Paper
9 February 1996 Designing for advanced materials by the ΔTt-mechanism
Dan W. Urry, Larry C. Hayes, Shao Qing Peng
Author Affiliations +
Abstract
Smart functions in biological systems are discussed from the perspective of the temperature at which inverse transitions of hydrophobic folding and assembly occur in response to increases in the temperature. The design of advanced materials is demonstrated in terms of the capacity to control the temperature, Tt, at which the inverse temperature transitions occur by controlling polymer hydrophobicity and by utilizing an associated hydrophobic-induced pKa shift.

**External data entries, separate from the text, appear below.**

Issue #1301, opened 2022-01-11
Ignition ignores special file mode bits (sticky, setuid, setgid)


cheesesashimi:
# Bug #

## Operating System Version ##
```console
[core@localhost ~]$ cat /etc/os-release
NAME="Fedora Linux"
VERSION="35.20211215.3.0 (CoreOS)"
ID=fedora
VERSION_ID=35
VERSION_CODENAME=""
PLATFORM_ID="platform:f35"
PRETTY_NAME="Fedora CoreOS 35.20211215.3.0"
ANSI_COLOR="0;38;2;60;110;180"
LOGO=fedora-logo-icon
CPE_NAME="cpe:/o:fedoraproject:fedora:35"
HOME_URL="https://getfedora.org/coreos/"
DOCUMENTATION_URL="https://docs.fedoraproject.org/en-US/fedora-coreos/"
SUPPORT_URL="https://github.com/coreos/fedora-coreos-tracker/"
BUG_REPORT_URL="https://github.com/coreos/fedora-coreos-tracker/"
REDHAT_BUGZILLA_PRODUCT="Fedora"
REDHAT_BUGZILLA_PRODUCT_VERSION=35
REDHAT_SUPPORT_PRODUCT="Fedora"
REDHAT_SUPPORT_PRODUCT_VERSION=35
PRIVACY_POLICY_URL="https://fedoraproject.org/wiki/Legal:PrivacyPolicy"
VARIANT="CoreOS"
VARIANT_ID=coreos
OSTREE_VERSION='35.20211215.3.0'
DEFAULT_HOSTNAME=localhost
```

## Ignition Version ##
3.3.0 - though I think this is applicable to all Ignition versions.

## Environment ##

I'm creating a new FCOS VM using QEMU on a MacOS host, following these instructions: https://docs.fedoraproject.org/en-US/fedora-coreos/provisioning-qemu/

## Expected Behavior ##

When a file or directory is specified in the Ignition config with any of the special file mode bits (sticky, setuid, setgid), the file or directory should be created with those bits set. Alternatively, if setting those file mode bits is unsupported, I would have expected the Ignition config to fail validation with an error message explaining that. Additionally, I would have expected the Ignition (and Butane) docs to make it clear that Ignition does not support those file modes.

## Actual Behavior ##

[...]

PR #1325, opened 2022-03-02
Allow Ignition to preserve special file mode bits for specs >= 3.4.0

sohankunkerkar:
Fixes https://github.com/coreos/ignition/issues/1301


internal/exec/util/file.go
```diff
@@ -169,6 +170,25 @@ func (u Util) SetPermissions(mode *int, node types.Node) error {
 	return nil
 }
 
+// ToFileMode converts Go permission bits to POSIX permission bits.
+func ToFileMode(m *int) os.FileMode {
+	mode := uint32(int(*m))
+	res := os.FileMode(mode & 0000777)
```
bgilbert, line 176: Nit: one leading zero is sufficient.

internal/exec/stages/files/filesystemEntries.go
```diff
@@ -393,6 +393,9 @@ func (s stage) getOrderedCreationList(config types.Config) ([]filesystemEntry, e
 	// Map from paths in the config to where they resolve for duplicate checking
 	paths := map[string]string{}
 	for _, d := range config.Storage.Directories {
+		if d.Mode != nil {
+			d.Mode = cutil.IntToPtr(int(util.ToFileMode(d.Mode)))
```
bgilbert, line 397: Changing the semantics of data midflight like this is dangerous, since it's easy to have code paths that accidentally don't translate (or translate twice, etc.).  It's much better to have e.g. a well-defined struct translation step that produces a different datatype, so the compiler will detect mismatches.  We don't have an easy opportunity for that here.  However, nothing in the codebase uses the `ModeSetuid` etc. flags, and none of the [FileMode flags](https://pkg.go.dev/io/fs#FileMode) collide with 07000, so I think the translation can be deferred all the way to `Util.SetPermissions`.

internal/exec/util/file.go
```diff
@@ -169,6 +170,25 @@ func (u Util) SetPermissions(mode *int, node types.Node) error {
 	return nil
 }
 
+// ToFileMode converts Go permission bits to POSIX permission bits.
+func ToFileMode(m *int) os.FileMode {
+	mode := uint32(int(*m))
```
bgilbert, line 175: The inner cast is unnecessary.

config/util/config.go
```diff
@@ -14,6 +14,8 @@
 package util
 
 import (
+	"syscall"
```
bgilbert, line 17: In the commit message for this commit, I'm not really sure what "helps to copy the file/dir mode" means.  Let's be sure to explain exactly what we're doing and why.

config/v3_4_experimental/translate/translate.go
```diff
@@ -27,9 +28,33 @@ func translateIgnition(old old_types.Ignition) (ret types.Ignition) {
...
 }
 
+func translateFileEmbedded1(old old_types.FileEmbedded1) (ret types.FileEmbedded1) {
+	tr := translate.NewTranslator()
+	tr.Translate(&old.Append, &ret.Append)
+	tr.Translate(&old.Contents, &ret.Contents)
+	if util.CheckForSpecialModeBits(old.Mode) {
+		ret.Mode = util.IntToPtr(*old.Mode & 0777)
+	} else {
+		tr.Translate(&old.Mode, &ret.Mode)
```
bgilbert, line 38: We can just unconditionally mask out the relevant bits, even if they're zero.

config/v3_4_experimental/translate/translate.go
```diff
@@ -27,9 +28,33 @@ func translateIgnition(old old_types.Ignition) (ret types.Ignition) {
 	return
 }
 
+func translateFileEmbedded1(old old_types.FileEmbedded1) (ret types.FileEmbedded1) {
+	tr := translate.NewTranslator()
+	tr.Translate(&old.Append, &ret.Append)
+	tr.Translate(&old.Contents, &ret.Contents)
+	if util.CheckForSpecialModeBits(old.Mode) {
+		ret.Mode = util.IntToPtr(*old.Mode & 0777)
```
bgilbert, line 36: To be more explicit about our intent, I'd be inclined to mask out only the bits we actually care about: `&^ 07000`

Also, this is an unusual thing to do during translation, so let's add a really good comment here.

config/shared/errors/errors.go
```diff
@@ -34,51 +34,52 @@ var (
...
+	ErrLuksLabelTooLong            = errors.New("luks device labels cannot be longer than 47 characters")
+	ErrLuksNameContainsSlash       = errors.New("device names cannot contain slashes")
+	ErrInvalidLuksKeyFile          = errors.New("invalid key-file source")
+	ErrClevisPinRequired           = errors.New("missing required custom clevis pin")
+	ErrUnknownClevisPin            = errors.New("unsupported clevis pin")
+	ErrClevisConfigRequired        = errors.New("missing required custom clevis config")
+	ErrClevisCustomWithOthers      = errors.New("cannot use custom clevis config with tpm2, tang, or threshold")
+	ErrTangThumbprintRequired      = errors.New("thumbprint is required")
+	ErrFileIllegalMode             = errors.New("illegal file mode")
+	ErrDoesntSupportPermissionBits = errors.New("setuid/setgid/sticky bits are not supported in spec versions older than 3.4.0")
```
bgilbert, line 65: Maybe `ErrModeSpecialBits`?

config/v3_0/types/mode.go
```diff
@@ -24,3 +26,13 @@ func validateMode(m *int) error {
 	}
 	return nil
 }
+
+func validatePermissionBits(m *int) error {
```
bgilbert, line 30: Could this just be part of `validateMode`?

config/v3_0/types/mode.go
```diff
@@ -24,3 +26,13 @@ func validateMode(m *int) error {
...
+	if m != nil {
+		mode := uint32(int(*m))
+		if mode&syscall.S_ISUID != 0 || mode&syscall.S_ISGID != 0 || mode&syscall.S_ISVTX != 0 {
```
bgilbert, line 33: This is okay, but I think it's also okay to write `mode & 07000 != 0`.  The definitions of those bits are well-known.

docs/configuration-v3_0.md
```diff
@@ -68,7 +68,7 @@ The Ignition configuration is a JSON document conforming to the following specif
...
       * **_verification_** (object): options related to the verification of the appended contents.
         * **_hash_** (string): the hash of the contents, in the form `<type>-<value>` where type is `sha512`.
-    * **_mode_** (integer): the file's permission mode. Note that the mode must be properly specified as a **decimal** value (i.e. 0644 -> 420). If not specified, the permission mode for files defaults to 0644 or the existing file's permissions if `overwrite` is false, `contents.source` is unspecified, and a file already exists at the path.
+    * **_mode_** (integer): the file's permission mode. Note that setuid/setgid/sticky bits are not supported and the mode must be properly specified as a **decimal** value (i.e. 0644 -> 420). If not specified, the permission mode for files defaults to 0644 or the existing file's permissions if `overwrite` is false, `contents.source` is unspecified, and a file already exists at the path.
```
bgilbert, line 71: I'd be inclined to move the new language later in the description.  The decimal value part is much more important than the setuid part.  Maybe:

```suggestion
    * **_mode_** (integer): the file's permission mode. Note that the mode must be properly specified as a **decimal** value (i.e. 0644 -> 420). Setuid/setgid/sticky bits are not supported. If not specified, the permission mode for files defaults to 0644 or the existing file's permissions if `overwrite` is false, `contents.source` is unspecified, and a file already exists at the path.
```

internal/exec/stages/files/filesystemEntries.go
```diff
@@ -275,7 +275,7 @@ func (tmp fileEntry) create(l *log.Logger, u util.Util) error {
 	case regular && f.Contents.Source == nil:
 		break
 	default:
-		return fmt.Errorf("Ignition encountered an internal error processing %q and must die now. Please file a bug", f.Path)
+		return fmt.Errorf("ignition encountered an internal error processing %q and must die now. Please file a bug", f.Path)
```
bgilbert, line 278: Ignition is a proper noun.  Let's rephrase the error or mute the staticcheck warning.

bgilbert (commented):
Mostly cleanups/nits; the design looks good at a high level.

config/v3_0/types/mode.go
sohankunkerkar: That's my plan earlier, however, we need to throw a warning in this case and `validateMode` throws an error (which might halt the system's execution in this case)

config/v3_0/types/mode.go
sohankunkerkar: ok, so you're suggesting this?
```suggestion
		if mode& 07000 !=0 {
```

config/v3_0/types/mode.go
bgilbert: Ah, yeah, you're right.  Let's rename the function then to something more accurate, maybe `validateModeSpecialBits`.

config/v3_0/types/mode.go
bgilbert: Right.

config/v3_4_experimental/translate/translate.go
sohankunkerkar: ok, so the reason behind this `condition` is to address the `nil pointer deference` error

sohankunkerkar: https://jenkins-coreos-ci.apps.ocp.fedoraproject.org/blue/organizations/jenkins/ignition/detail/PR-1325/5/pipeline

config/v3_0/types/mode_test.go
```diff
@@ -52,11 +53,50 @@ func TestModeValidate(t *testing.T) {
...
+		{
+			util.IntToPtr(0755),
+			nil,
+		},
+		{
+			util.IntToPtr(0777),
+			nil,
+		},
+		{
+			util.IntToPtr(1005),
```
bgilbert, line 91: Let's write this in octal for clarity.  Would be good to add tests for the other special bits also.

config/v3_0/types/mode_test.go
```diff
@@ -52,11 +53,50 @@ func TestModeValidate(t *testing.T) {
...
+	}
 	for i, test := range tests {
-		err := validateMode(test.in)
-		if !reflect.DeepEqual(test.out, err) {
-			t.Errorf("#%d: bad err: want %v, got %v", i, test.out, err)
-		}
+		t.Run(fmt.Sprintf("validate %d", i), func(t *testing.T) {
+			actual := validateModeSpecialBits(test.in)
+			expected := test.out
+			assert.Equal(t, actual, expected, "bad validation for permission bits")
```
bgilbert, line 99: `special bits`

config/v3_4_experimental/translate/translate.go
```diff
@@ -27,9 +28,36 @@ func translateIgnition(old old_types.Ignition) (ret types.Ignition) {
 	return
 }
 
+func translateFileEmbedded1(old old_types.FileEmbedded1) (ret types.FileEmbedded1) {
+	tr := translate.NewTranslator()
+	tr.Translate(&old.Append, &ret.Append)
+	tr.Translate(&old.Contents, &ret.Contents)
+	if old.Mode != nil {
+		// We're planning to support the special mode bits for specs >=3.4.0,
```
bgilbert, line 36: `planning to` implies that we're doing it in the future.  Maybe "We support the special mode bits only in specs >= 3.4.0"?

config/v3_4_experimental/translate/translate.go
```diff
@@ -27,9 +28,36 @@ func translateIgnition(old old_types.Ignition) (ret types.Ignition) {
...
+		// so if the user provides special mode bits in an Ignition config with
+		// the version < 3.4.0, then we need to explicitly mask those details
```
bgilbert, line 38: s/details/bits/

docs/configuration-v3_3.md
```diff
@@ -102,7 +102,7 @@ The Ignition configuration is a JSON document conforming to the following specif
   * **_directories_** (list of objects): the list of directories to be created. Every file, directory, and link must have a unique `path`.
     * **path** (string): the absolute path to the directory.
     * **_overwrite_** (boolean): whether to delete preexisting nodes at the path. If false and a directory already exists at the path, Ignition will only set its permissions. If false and a non-directory exists at that path, Ignition will fail. Defaults to false.
-    * **_mode_** (integer): the directory's permission mode. Note that the mode must be properly specified as a **decimal** value (i.e. 0755 -> 493). If not specified, the permission mode for directories defaults to 0755 or the mode of an existing directory if `overwrite` is false and a directory already exists at the path.
+    * **_mode_** (integer): the directory's permission mode. Note that the mode must be properly specified as a **decimal** value (i.e. 0755 -> 493). Setuid/setgid/sticky bits are not supported. If not specified, the permission mode for directories defaults to 0755 or the mode of an existing directory if `overwrite` is false and a directory already exists at the path.
```
bgilbert, line 105: It's arguably redundant, but for clarity, let's add `Setuid/setgid/sticky bits are supported.` to the 3.4-exp docs.

internal/exec/stages/files/filesystemEntries.go
```diff
@@ -315,14 +319,16 @@ func (tmp dirEntry) create(l *log.Logger, u util.Util) error {
...
+			return fmt.Errorf("failed to create directory %s: %v", d.Path, err)
 		}
 	case err != nil:
 		return fmt.Errorf("stat() failed on %s: %v", d.Path, err)
 	case !st.Mode().IsDir():
 		return fmt.Errorf("error creating directory %s: A non-directory already exists and overwrite is false", d.Path)
 	}
-
+	if d.Mode != nil {
+		d.Mode = cutil.IntToPtr(int(util.ToFileMode(d.Mode)))
```
bgilbert, line 330: Ah, I phrased https://github.com/coreos/ignition/pull/1325#discussion_r835832582 ambiguously.  I meant that `SetPermissions` should do the translation internally (into a local variable) and `f.Mode`/`d.Mode` shouldn't be changed.

bgilbert (commented):
One small change and some nits.

internal/exec/util/file.go
```diff
@@ -152,7 +153,8 @@ func (u Util) WriteLink(s types.Link) error {
 
 func (u Util) SetPermissions(mode *int, node types.Node) error {
 	if mode != nil {
-		mode := os.FileMode(*mode)
+		m := cutil.IntToPtr(int(toFileMode(mode)))
+		mode := os.FileMode(*m)
```
bgilbert, line 157: We should be able to drop the casting/pointering/depointering here.  It should be fine for `toFileMode` to take an `int`.

internal/exec/util/file.go
```diff
@@ -152,7 +153,7 @@ func (u Util) WriteLink(s types.Link) error {
 
 func (u Util) SetPermissions(mode *int, node types.Node) error {
 	if mode != nil {
-		mode := os.FileMode(*mode)
+		mode := os.FileMode(toFileMode(mode))
```
bgilbert, line 156: `toFileMode` already returns an `os.FileMode`, so we don't need the cast.

internal/exec/util/file.go
```diff
@@ -169,6 +170,27 @@ func (u Util) SetPermissions(mode *int, node types.Node) error {
 	return nil
 }
 
+// toFileMode converts Go permission bits to POSIX permission bits.
+func toFileMode(m *int) os.FileMode {
```
bgilbert, line 174: The only caller already knows that the mode argument is non-nil, so let's simplify by dereferencing the pointer in the caller and taking an integer argument here.

internal/exec/util/file.go
sohankunkerkar: whoops, yeah... good catch!

internal/exec/util/file.go
```diff
@@ -169,6 +169,24 @@ func (u Util) SetPermissions(mode *int, node types.Node) error {
...
 }
 
+// toFileMode converts Go permission bits to POSIX permission bits.
+func toFileMode(m int) os.FileMode {
+	mode := uint32(m)
+	res := os.FileMode(mode & 0777)
+
+	if mode&syscall.S_ISGID != 0 {
+		res |= os.ModeSetgid
+
```
bgilbert, line 179: nit: stray blank line.

bgilbert (approved):
Looks great!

A smart material is recognized as one in which the material is responsive to the particular variable of interest, to the particular change in the variable that is required, and under the required conditions of temperature, pH, pressure, etc. By the proper design of the polymer, it is demonstrated that two distinguishable smart functions can be coupled such that an energy input that alters one function causes a change in the second function as an output. To become coupled the two distinguishable functions need to be part of the same hydrophobic folding domain. By way of example, a protein-based polymer was designed to carry out the conversion of electrochemical energy to chemical energy, i.e., electro-chemical transduction, under specified conditions of temperature and pH. This design approach utilizes the (Delta) Tt-mechanism of free energy transduction.
© (1996) COPYRIGHT Society of Photo-Optical Instrumentation Engineers (SPIE). Downloading of the abstract is permitted for personal use only.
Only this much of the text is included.